Description
The two main components of any data pipeline are data lakes and warehouses. This course highlights use-cases for each type of storage and dives into the available data lake and warehouse solutions on Google Cloud in technical detail. Also, this course describes the role of a data engineer, the benefits of a successful data pipeline to business operations, and examines why data engineering should be done in a cloud environment.
Learning Objectives
- Differentiate between data lakes and data warehouses.
- Explore use-cases for each type of storage and the available data lake and warehouse solutions on Google Cloud.
- Discuss the role of a data engineer and the benefits of a successful data pipeline to business operations.
- Examine why data engineering should be done in a cloud environment.
Prerequisites
Basic proficiency with a common query language such as SQL.
Who Should Attend
This course is intended for developers who are responsible for querying datasets, visualizing query results, and creating reports.
Specific job roles include:
- Data engineer
- Data analyst
- Database administrators
- Big data architects
Course Outline
Module 1 – Introduction to Data Engineering
Topics:
- The role of a data engineer
- Data engineering challenges
- Introduction to BigQuery
- Data lakes and data warehouses
- Transactional databases versus data warehouses
- Partnering effectively with other data teams
- Managing data access and governance
- Build production-ready pipelines
- Google Cloud customer case study
Objectives:
- Discuss the role of a data engineer.
- Discuss benefits of doing data engineering in the cloud.

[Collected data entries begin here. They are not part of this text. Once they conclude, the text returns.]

Issue #143, opened 2019-07-10
`DirectFileStore` creates too many files for long running applications


maximkosov:
We use passenger to run our rails application. Worker processes recreated after every 100 requests. Recently we tried client_ruby with `DirectFileStore`. Each worker process has its own pid so depending on server load there will be tens of thousands of files in prometheus work dir after couple of hours/days when app wasn't restarted.

With 50k files in prometheus work dir /metrics route starts to be very slow with processing time about 10 seconds which could lead to prometheus scraper timeouts.

Is there any workaround for long running processes with `DirectFileStore`? One possible workaround I can think of is just restart app once in a few hours. Instead of restarting the whole application we can just wipe prometheus work directory once in a few hours, but this is looks a little bit hacky for me.

dmagliola:
This is related to issue #106, namely, how do you know whether a file is being written to by a process that's still alive. It's not exactly the same problem, since in this case, we can't get rid of files from old processes (or else counters would go down), but I have a feeling both problems will be solved in a related way.

lawrencejones:
I would think an appropriate fix for this would be to have each process open a shared lock on the file it manages, for the duration of it needing the file.

Then, every time a file store tries creating a new file, you examine all those that exist in the directory that you can exclusively lock and compact them into a new file, while destroying all those that existed before. 

Provided you think about how to do concurrency control, this would be a decent mechanism for solving it. But at this point I reckon you should probably be using an mmap system.

brian-brazil:
Is there a locking system that will work across all OSes?

lawrencejones:
> Is there a locking system that will work across all OSes?

That would certainly be a consideration, and you'd probably end up with the compaction as an optional configuration on the file store. But honestly, I'd rather see a more performant mmap approach before doing this. Just wanted to sketch out a possible implementation.

brian-brazil:
We haven't solved this, and we're using mmap over in Python. The reads were actually changed to not use mmap recently for performance.

dmagliola:
Another potential option would be to have one file per process, rather than one file per process/metric.

This doesn't fundamentally solve the issue, but it makes it orders of magnitude less problematic. The downside to this is that now each metric increment has essentially a mutex around it, so it is not the best performance in multi-threaded scenarios. 

But if, like most Ruby apps, each process is running single-threaded, or if it's not incrementing counters that often, the performance penalty will probably be negligible. Each store save should be in the order of single-digit microseconds after all.

[...]

PR #161, opened 2019-10-14
One file per process instead of per metric/process for DirectFileStore [DOESNT WORK]

dmagliola:
# This doesn't work!!

I'm just leaving it here as documentation in case someone tries to do this to solve #143
Read the commit comments for more.

NOTE: I still think this is the right thing to do (one file per process, rather than per metric/process)
It'll have more contention in multi-threaded scenarios, but it'll drastically reduce the number of files

NOTE2: We also need to add a Mutex around that shared Dict, if we're having the shared Dict! The `@lock` in `in_process_sync` needs to be shared by all `MetricStore`s

Anyway, i'm back to thinking we should either make a second `DirectFileStore` that does this (and have two separate files, instead of a param), or considerably refactor the DirectFileStore. My quick stab definitely doesn't work

### DIFF
--- a/lib/prometheus/client/data_stores/direct_file_store.rb
+++ b/lib/prometheus/client/data_stores/direct_file_store.rb
@@ -67,6 +67,11 @@ module Prometheus
         class MetricStore
           attr_reader :metric_name, :store_settings
 
+          class << self
+            attr_accessor :shared_store_opened_by_pid
+            attr_accessor :shared_internal_store
+          end
+
           def initialize(metric_name:, store_settings:, metric_settings:)
             @metric_name = metric_name
             @store_settings = store_settings
@@ -164,11 +169,28 @@ module Prometheus
           end
 
           def internal_store
+            if @store_settings[:separate_files_per_metric]
+              individual_metric_internal_store
+            else
+              all_metrics_shared_internal_store
+            end
+          end
+
+          def individual_metric_internal_store
             if @store_opened_by_pid != process_id
               @store_opened_by_pid = process_id
               @internal_store = FileMappedDict.new(filemap_filename)
             else
               @internal_store
+            end
+          end
+
+          def all_metrics_shared_internal_store
+            if self.class.shared_store_opened_by_pid != process_id
+              self.class.shared_store_opened_by_pid = process_id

- Discuss challenges of data engineering practice and how building data pipelines in the cloud helps to address these.
- Review and understand the purpose of a data lake versus a data warehouse, and when to use which.
Module 2 – Building a Data Lake
Topics:
- Introduction to data lakes
- Data storage and ETL options on Google Cloud
- Building a data lake by using Cloud Storage
- Securing Cloud Storage
- Storing all sorts of data types
- Cloud SQL as your OLTP system
Objectives:
- Discuss why Cloud Storage is a great option to build a data lake on Google Cloud.
- Explain how to use Cloud SQL for a relational data lake.
Module 3 – Building a Data Warehouse
Topics:
- The modern data warehouse
- Introduction to BigQuery
- Getting started with BigQuery
- Loading data into BigQuery
- Exploring schemas
- Schema design
- Nested and repeated fields
- Optimizing with partitioning and clustering
Objectives:
- Discuss the requirements of a modern warehouse.
- Explain why BigQuery is the scalable data warehousing solution on Google Cloud.
- Discuss the core concepts of BigQuery and review options of loading data into BigQuery.